_What the task asks_. Go through the lines below and copy each one that holds the string "inputs".
[Start of section]
PR #398, opened 2022-03-28
Optimize coordinate handling during alignment

hmusta:
This can help prevent buffering a large number of annotation to RAM.

TODO:
- [x] Skip seeds that have too many coordinates
- [x] Only store coordinates in a cache. Fetch them when needed.
- [ ] When an element gets popped off the DP table, also pop its annotation from the buffer if the annotation is unique (later?)


karasikov (changes requested):
Can you add some tests? In the last commits, you fixed something non-trivial but nevertheless, all the tests were passed...

PR #406, opened 2022-06-01
refactored processing with buffers

karasikov:


metagraph/src/annotation/row_diff_builder.cpp
```diff
@@ -1003,32 +931,24 @@ void convert_batch_to_row_diff(const std::string &pred_succ_fprefix,
                     uint64_t succ_value = is_anchor ? 0 : get_value(source_col, source_idx, j, *succ);
                     if (succ_value != curr_value) {
                         // no reduction, we must keep the bit
-                        auto &v = set_rows_fwd[source_idx][j];
                         if constexpr(with_values) {
-                            v.emplace_back(row_idx, curr_value - succ_value);
+                            set_rows[source_idx][j].emplace_back(row_idx, curr_value - succ_value);
```
hmusta, line 935: Before you had `set_rows_fwd` and `set_rows_bwd`, but now it looks like these have been consolidated into a single `set_rows` vector. are they now interleaved or something? I wanted to double-check if this is what you intended.

metagraph/src/annotation/row_diff_builder.cpp
```diff
@@ -1343,48 +1259,67 @@ void convert_batch_to_row_diff_coord(const std::string &pred_succ_fprefix,
...
+                tmp_dir = tmp_path/fmt::format("{}/col_{}_{}", s / 100, s, j);
+                fs::create_directories(tmp_dir);
+                uint64_t original_nbits = sources[s].get_matrix().data()[j]->num_set_bits();
+                buffer_size = std::min(buf_size_bytes / sizeof(T), original_nbits);
+            }
 
-            // make sure the first chunk exists even if empty
-            dump_chunk_to_disk({}, s, j, 0);
-            set_rows_fwd[s][j].reserve(std::min(buf_size, original_nbits));
+            set_rows[s].emplace_back(1, buffer_size, tmp_dir, chunks_open_per_thread);
```
hmusta, line 1322: see above comment

metagraph/src/annotation/representation/column_compressed/annotate_column_compressed.hpp
```diff
@@ -166,7 +167,8 @@ class ColumnCompressed : public MultiLabelEncoded<Label> {
     uint8_t count_width_;
     uint64_t max_count_;
     std::vector<sdsl::int_vector<>> relation_counts_;
-    std::vector<Vector<std::pair<Index, uint64_t>>> coords_;
+    std::vector<common::SortedVector<std::pair<Index, uint64_t>>> coords_;
```
hmusta, line 170: maybe add a comment here to state that this may be stored either completely in RAM, or in a disk buffer depending on input parameters (at least, this is what I gathered from reading ahead)

metagraph/src/annotation/representation/column_compressed/annotate_column_compressed.cpp
```diff
@@ -253,11 +268,16 @@ void ColumnCompressed<Label>::serialize_counts(const std::string &filename) cons
...
+                size_t offset = out.tellp();
+                out.close();
+                {
+                    sdsl::int_vector_buffer<> packed_counts(counts_fname, std::ios::out, 1024*1024,
+                                                            packed_width, false, offset);
+                    for (size_t c : relation_counts_[j]) {
+                        packed_counts.push_back(c);
+                    }
+                }
+                out = std::ofstream(counts_fname, std::ios::binary | std::ios::app);
```
hmusta, line 280: I know it's hard to do this differently, but do you know if this repeated opening and closing causes much overhead?

hmusta (changes requested):

metagraph/src/common/sorted_vector.hpp
```diff
@@ -0,0 +1,135 @@
...
+        if (buffer_.size() == buffer_.capacity())
+            flush();
+    }
+
+    void push_back(const T &value) {
+        buffer_.push_back(value);
+        total_size_++;
+        if (buffer_.size() == buffer_.capacity())
+            flush();
+    }
```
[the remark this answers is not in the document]
karasikov: There is some difference between push_back and emplace_back. Keeping them separate might help detecting some bugs. Maybe a very unlikely thing for this class, but still. It's not. log of code overhead.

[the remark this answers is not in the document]
karasikov: https://stackoverflow.com/questions/10890653/why-would-i-ever-use-push-back-instead-of-emplace-back

metagraph/src/annotation/row_diff_builder.cpp
karasikov: Previously, one of them was storing positions that are already sorted, and the sorting was applied only to the other buffer. But now I figured it's not a big difference if we just sort everything together so now I push everything into the same buffer.

metagraph/src/annotation/representation/column_compressed/annotate_column_compressed.cpp
karasikov: It shouldn't be large, maybe a few minutes in total even for a million columns, but I'll add a timer and will print logging messages. The next time we run this thing, so we'll see how big the overhead is in logs.

PR #101, opened 2021-05-12
<DateTimePicker> usability improvements

Windvis:
This makes it possible for the time picker to "wrap around" when certain
values are reached.

For example when the user types in 60 in the minutes field, the hour
field will be incremented by 1.

### DIFF
--- a/app/components/date-time-picker.js
+++ b/app/components/date-time-picker.js
@@ -1,20 +1,27 @@
 import Component from '@glimmer/component';
 import { action } from "@ember/object";
 import { inject as service } from '@ember/service';
+import { tracked } from '@glimmer/tracking';
 
 export default class DateTimePicker extends Component{
   @service intl;
-  date;
-  hours;
-  minutes;
+  @tracked date;
 
   constructor() {
     super(...arguments);
     if(this.args.value) {
       this.date = new Date(this.args.value);
-      this.hours = this.date.getHours();
-      this.minutes = this.date.getMinutes();
+    } else {
+      this.date = new Date();
     }
+  }
+
+  get hours() {
+    return this.date.getHours();
+  }
+
+  get minutes() {
+    return this.date.getMinutes();
   }
 
   get datePickerLocalization() {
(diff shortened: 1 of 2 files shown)


app/components/date-time-picker.js
```diff
@@ -1,22 +1,29 @@
...
       this.date = new Date(this.args.value);
-      this.hours = this.date.getHours();
-      this.minutes = this.date.getMinutes();
+    } else {
+      this.date = new Date();
     }
   }
 
+  get hours() {
+    return this.date.getHours();
```
Windvis, line 20: This uses (abuses?) the fact that getHours will change the date when the value goes "out of bounds". 

- 24 -> date + 1, hour to 0
- -1 -> date - 1, hour to 23

app/components/date-time-picker.js
```diff
@@ -38,29 +45,29 @@ export default class DateTimePicker extends Component{
...
     const value = event.target.value;
-    if(!this.date) {
-      this.date = new Date();
-    }
+    let newDate = new Date(this.date.getTime());
+
     if(type === 'hours') {
-      if(value < 0 || value > 24) return;
-      this.date.setHours(value);
+      newDate.setHours(value);
```
Windvis, line 65: This uses (abuses?) the fact that getHours will change the date when the value goes "out of bounds". 

- 24 -> date + 1, hour to 0
- -1 -> date - 1, hour to 23

It works and felt weird to implement manually, but it's not very obvious when reading the code that it happens.

app/components/date-time-picker.js
```diff
@@ -38,29 +45,29 @@ export default class DateTimePicker extends Component{
...
     } else {
-      if(value < 0 || value > 60) return;
-      this.date.setMinutes(value);
+      newDate.setMinutes(value);
```
Windvis, line 67: Same here.

app/components/date-time-picker.js
```diff
@@ -1,22 +1,29 @@
...
+  @tracked date;
 
   constructor() {
     super(...arguments);
     if(this.args.value) {
       this.date = new Date(this.args.value);
-      this.hours = this.date.getHours();
-      this.minutes = this.date.getMinutes();
+    } else {
+      this.date = new Date();
```
Windvis, line 15: The current version always creates a new date when one isn't passed in, so it will always default to the current time in that case. This is needed because the time inputs are now derived from the date.

Would it make sense to not set a default value and disable the time inputs instead? The user would need to select a date first if non is provided? I think that might make more sense UX wise.

nvdk:
any particular reason you've closed this @Windvis ?

Windvis:
@nvdk I'm not sure when I will continue working on it, and open PRs bother me :smile:. The branch is still there so can always reopen the PR later.

PR #102, opened 2021-05-12
Solved bug, query nested relationship was not working on editing items with over 20 items in relationships

lagartoverde:


lagartoverde:
I solved the problem but I don't really like the solution, the problem was that we were doing nested relationships but we were getting the first relationship ids from the actual object, that was paginated, so our queries were also paginated even if we set in the options that they shouldn't be, so I had to query the original object again at the first line and then query all the sub relationships as we did before.
Any ideas on what we could do different? It seems weird to refetch an object we already have, even if the relationships are paginated

lagartoverde:
For reference this is the bug we are trying to solve https://binnenland.atlassian.net/browse/GN-2249

app/services/store.js
```diff
@@ -43,21 +43,25 @@ export default class ExtendedStoreService extends Store {
       firstRelationship
     );
     const isMany = firstRelInfo.kind === "hasMany";
+    const firstRelationshipData = (await this.query(modelInstance.get('constructor.modelName'), {
```
abeforgit, line 46: I think maybe a cleaner way is to change the signature of this method and work with the id of the modelInstance directly
that means we can use a `findRecord` to get the instance, and then go from there
I think there's no way around the fact that we have to fetch the object (again), but if we can we should let ember-data decide how, it might do some clever caching? or something? who knows 

In any case it will remove the illusion that this method does not refetch the modelinstance

abeforgit:
**WARNING** base branch is master, make sure it's intentional

app/services/store.js
lagartoverde: Not sure I understand what would be different between findRecord and query, and if we get only the record id I think we cannot get the modelName, we should also ask for that right?

abeforgit: iirc ember data can be smarter about findRecord
with query it will always make the request 
but tbh it probably doesnt matter

and yes, youd need the modelname as well

abeforgit: so in short: I think its better to just move to asking for modelname and id, along with the relationship path
that way we are sure that we have the right instance and its more clear to the caller we will make a full backend request 

@nvdk any thoughts?

nvdk: I understand the question is: what makes the most sense as a method signature?

In that case I think passing modelname and id, instead of the modelinstance is indeed more clear as to what will actually happen.

abeforgit: yeah
whether we use findrecord or query then shouldn't really matter here I think

nvdk: @lagartoverde  will you take this up?

lagartoverde: Yes :), probably won't finish today as I have to change every call to this method

abeforgit: I don't think it's used very often

lagartoverde:
Sorry for the delay, now it works and it's much simpler and doesn't use the weird method we were discussing, this method was only used in the fetchVoters on the editStemming and with @abeforgit we concluded it wasn't needed

lagartoverde:
It should be even faster because it makes less queries than before

lagartoverde:
I don't have data in Brabant (the add mock data didn't really work in my computer) could anyone check how much time does it takes?

nvdk (approved):
tested, response time is similar to what we had before but now we load all mandatees... so I guess it's slightly faster :)

PR #103, opened 2021-05-12
Agendapoint record cleanup

Windvis:
This rolls back the changes to the `Agendapunt` and `BehandelingVanAgendapunt` records when closing the modal without saving. This also means the newly created records are deleted.

This should fix both GN-2604 and GN-2605.

### DIFF
--- a/app/components/agenda-manager/agenda-context.hbs
+++ b/app/components/agenda-manager/agenda-context.hbs
@@ -4,6 +4,6 @@
   deleteItemTask=this.deleteItemTask
   onSort=(perform this.onSortTask)
   saveItemTask=this.saveItemTask
-  createItemTask=this.createItemTask
+  createAgendaItem=this.createAgendaItem
   onCancel=(perform this.resetItemTask)
 )}}
--- a/app/components/agenda-manager/agenda-context.hbs
+++ b/app/components/agenda-manager/agenda-context.hbs
@@ -1,8 +1,9 @@
 {{yield (hash
-                items=this.items
-                loadItemsTask=this.loadItemsTask
-                deleteItemTask=this.deleteItemTask
-                onSort=(perform this.onSortTask)
-                saveItemTask=this.saveItemTask
-                createItemTask=this.createItemTask
-        )}}
+  items=this.items
+  loadItemsTask=this.loadItemsTask
+  deleteItemTask=this.deleteItemTask
+  onSort=(perform this.onSortTask)
+  saveItemTask=this.saveItemTask
+  createItemTask=this.createItemTask
+  onCancel=(perform this.resetItemTask)
+)}}
--- a/app/components/agenda-manager/index.hbs
+++ b/app/components/agenda-manager/index.hbs
@@ -1,5 +1,6 @@
 <AgendaManager::AgendaContext
   @zittingId={{@zittingId}}
+  @onCreate={{this.editItem}}
   @onSave={{@onSave}}
   @onCancel={{this.stopEditing}}
   as |agenda|
@@ -11,7 +12,7 @@
     {{else}}
       <AgendaManager::AgendaTable
               @onSort={{agenda.onSort}}
-              @onCreate={{fn this.createAgendaItem agenda.createAgendaItem}}
+              @onCreate={{agenda.createAgendaItem}}
               @items={{agenda.items}}
               @readOnly={{@readOnly}}
               as |Table|>
--- a/app/components/agenda-manager/index.hbs
+++ b/app/components/agenda-manager/index.hbs
@@ -1,4 +1,9 @@
-<AgendaManager::AgendaContext @zittingId={{@zittingId}} @onSave={{@onSave}} as |agenda|>
+<AgendaManager::AgendaContext
+  @zittingId={{@zittingId}}
+  @onSave={{@onSave}}
+  @onCancel={{this.cancelEdit}}
+  as |agenda|
+>
   <div class="au-c-meeting-chrome-card">
     {{#if agenda.loadItemsTask.isRunning}}
       <AuLoader />
@@ -24,15 +29,16 @@
       </AgendaManager::AgendaTable>
 
     {{/if}}
-
   </div>
-  <AgendaManager::Edit @visible={{this.editModalVisible}}
-                       @itemToEdit={{this.itemToEdit}}
-                       @saveTask={{agenda.saveItemTask}}
-                       @onClose={{this.closeModal}}
-                       @deleteTask={{agenda.deleteItemTask}}
-                       @onCancel={{this.closeModal}}
-                       @agendaItems={{agenda.items}}
+
+  <AgendaManager::Edit
+    @visible={{this.editModalVisible}}
+    @itemToEdit={{this.itemToEdit}}
+    @saveTask={{agenda.saveItemTask}}
+    @onClose={{this.closeModal}}
+    @deleteTask={{agenda.deleteItemTask}}
+    @onCancel={{fn agenda.onCancel this.itemToEdit}}
+    @agendaItems={{agenda.items}}
   />
 
 </AgendaManager::AgendaContext>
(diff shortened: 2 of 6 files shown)


app/components/agenda-manager/agenda-context.hbs
```diff
@@ -1,8 +1,9 @@
 {{yield (hash
```
Windvis, line 1: Unrelated to these issues but I wanted to get the discussion started:

Personally I don't really see a benefit of the AgendaContext component. I understand the intention but in this case it only seems to add unnecessary indirection when trying to understand how the "AgendaManager" works. I think extracting that logic back into the AgendaManager component itself makes the most sense and would make things simpler and easier to follow.

app/components/agenda-manager/index.hbs
```diff
@@ -24,15 +29,18 @@
...
-  <AgendaManager::Edit @visible={{this.editModalVisible}}
-                       @itemToEdit={{this.itemToEdit}}
-                       @saveTask={{agenda.saveItemTask}}
-                       @onClose={{this.closeModal}}
-                       @deleteTask={{agenda.deleteItemTask}}
-                       @onCancel={{this.closeModal}}
-                       @agendaItems={{agenda.items}}
-  />
+
+  {{#if this.editModalVisible}}
```
Windvis, line 34: I prefer not rendering components at all when they aren't needed / used. (This also means the VM has less work to do, so it should have a slight impact on rendering performance.)

app/components/agenda-manager/index.js
```diff
@@ -13,35 +11,20 @@ import {task} from "ember-concurrency-decorators";
 
 /** @extends {Component<Args>} */
 export default class AgendaManagerIndexComponent extends Component {
-  /** @type AgendaData */
-  @tracked popup = false;
-  @tracked editModalVisible = false;
```
Windvis, line 18: Deriving the state from the `itemToEdit` prop seemed more logical since the edit modal will never be used if that prop is empty. Keeping a separate flag and keeping them in sync seemed unnecessary.

app/components/agenda-manager/index.js
```diff
@@ -13,35 +11,20 @@ import {task} from "ember-concurrency-decorators";
...
   }
 
   @task
   * createItemTask(newItemTask) {
     const newItem = yield newItemTask.perform();
     this.editItem(newItem);
   }
+
   @action
   cancelEdit() {
```
Windvis, line 27: `cancelEdit` isn't the best name anymore since it's now also used for simply closing the modal. `stopEditing` might be clearer?

nvdk: I think on closing the modal, the expectation is to also rollback changes. at least that's how the other modals work afaik. (in essence the close button should behave as a second cancel button).

app/components/agenda-manager/index.js
```diff
@@ -13,35 +10,20 @@ import {task} from "ember-concurrency-decorators";
...
 export default class AgendaManagerIndexComponent extends Component {
-  /** @type AgendaData */
-  @tracked popup = false;
-  @tracked editModalVisible = false;
   @tracked itemToEdit = null;
 
-  constructor(...args) {
-    super(...args);
+  get editModalVisible() {
+    return Boolean(this.itemToEdit);
```
abeforgit, line 16: I slightly prefer the double negative (as stupid as that syntax is) cause of the `new Boolean()` trap
but Im more than ok with leaving it as is

app/components/agenda-manager/index.js
abeforgit: makes sense

abeforgit (approved):
code looks good, unable to test at the moment

app/components/agenda-manager/agenda-context.hbs
abeforgit: I guess the hope was that you don't need to understand how the context methods work and just use them as a blackbox api
but I don't think I quite managed that with this code

app/components/agenda-manager/index.js
Windvis: I'm unfamiliar with the `new Boolean()` trap, can you explain / link me something? :smile: 

I just go for this version because I think it's more readable, but I don't mind switching either if there are downsides to this.

app/components/agenda-manager/index.js
Windvis: I think that's how it works now? I'll have to double check how I implemented it though. I have the memory of a fish :smile:.

app/components/agenda-manager/agenda-context.hbs
Windvis: Yea I understand your reasoning. I like that pattern as well, especially if it needs to be reusable. [I've used it recently myself](https://github.com/lblod/ember-rdfa-helpers/pull/8/files#diff-179a4536ca2838b76d93bda0f10394dd9c19f29ff2332505904c3c7adf6ccbcdR1-R8) to refactor away from a mixin.

Now that I look at it again, I think the thing I dislike about the current implementation is that it passes the `createAgendaItem` task as a param to the `createItemTask` on the parent component. It's harder to follow how everything works imo. The thing I like more is to pass the parent task as an argument to the context component, which can tell call it when needed (which is what I did in this PR for the reset functionality). I think that flow is easier to follow and more in line with how you interact with other components.

Anyway, it probably won't be worth the energy to remove it or change it since everything works already and it's just my opinion. So ignore my ramblings. :smile:

app/components/agenda-manager/index.js
Windvis: Just verified. `cancelEdit` is passed around to the nested components and used after other actions are complete:
- after saving
- after deletion
- after resetting

The reset functionality gets called every time the modal needs to be closed without using the save or delete buttons.

It's only used to close the modal, which is why the name isn't the best at the moment. I can just rename it to `closeModal` maybe, but it's a bit weird since the code in the action only clears the `itemToEdit` prop (which is why I suggested `stopEditing` I think).

nvdk:
Understood :). In that case stopEditing would make more sense indeed.

app/components/agenda-manager/index.js
Windvis: Renamed to `stopEditing`

app/components/agenda-manager/index.js
abeforgit: try this in your console:
```js
let b = new Boolean(false);
b ? "true" : "false";
```

Basically using the Boolean constructor can lead to confusing results. You're using it as a function here, which does what you expect. But coming from java or other languages seeing a function call with a PascalCase name can trigger a "huh I guess they forgot `new` here"

[more details](https://developer.mozilla.org/en-US/docs/Web/JavaScript/Reference/Global_Objects/Boolean)

app/components/agenda-manager/agenda-context.hbs
abeforgit: ah yes so something like an onCreate argument on the context rather than the other way round? I agree that makes more sense, I wasn't happy with my solution either I recall

app/components/agenda-manager/index.js
Windvis: Ah yea. I see what you mean. Well, there are always code reviews to catch that, and an [eslint rule](https://eslint.org/docs/rules/no-new-wrappers) as well if things are _really_ getting out of hand :smile:.

I still prefer the `Boolean` version myself, since I think it's more readable. the `!!` version is also harder to google for. At least it was when I encountered it for the first time a couple of years ago :smile:.

Anyway, I think this is one of those things that should just be done consistently across a codebase so I'll change it.

Windvis: Changed to `!!`

app/components/agenda-manager/agenda-context.hbs
Windvis: I added the change since it was a small fix anyway.

app/components/agenda-manager/index.js
abeforgit: oh yea didnt know eslint would catch that
all good then

Windvis: It doesn't by default though. That rule isn't part of the recommended ruleset.

PR #104, opened 2021-05-12
Don't link to the "meeting" page after removing the agenda item

Windvis:
Fixes GN-2639 with a workaround, as discussed.

### DIFF
--- a/app/components/zitting-link.js
+++ b/app/components/zitting-link.js
@@ -17,7 +17,10 @@ export default class ZittingLinkComponent extends Component {
   @restartableTask
   * getMeeting(){
     const result = yield this.store.query("zitting", {
-      'filter[agendapunten][behandeling][document-container][:id:]':this.args.documentContainer.id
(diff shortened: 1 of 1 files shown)


app/components/zitting-link.js
```diff
@@ -17,7 +17,10 @@ export default class ZittingLinkComponent extends Component {
   @restartableTask
   * getMeeting(){
     const result = yield this.store.query("zitting", {
-      'filter[agendapunten][behandeling][document-container][:id:]':this.args.documentContainer.id
+      'filter[agendapunten][behandeling][document-container][:id:]': this.args.documentContainer.id,
+      // Including the relationships ensures the cache returns the proper response.
+      // TODO: This is a workaround for a mu-cache issue. Remove the include once that's resolved.
+      'include': 'agendapunten.behandeling.document-container'
```
nvdk, line 23: I think/hope that perhaps just including agendapunten may be enough (and will result in a smaller payload) :pray:

Windvis: Yup, that seems to work as well! I misunderstood and assumed the whole tree was needed.

PR #105, opened 2021-05-17
Feature: You can know search the chairman on firstname and lastname

lagartoverde:


nvdk:
probably best to also update the placeholder text, which currently states you can only search on last name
[End of section]
_Written reply_.
Windvis, line 15: The current version always creates a new date when one isn't passed in, so it will always default to the current time in that case. This is needed because the time inputs are now derived from the date.
Would it make sense to not set a default value and disable the time inputs instead? The user would need to select a date first if non is provided? I think that might make more sense UX wise.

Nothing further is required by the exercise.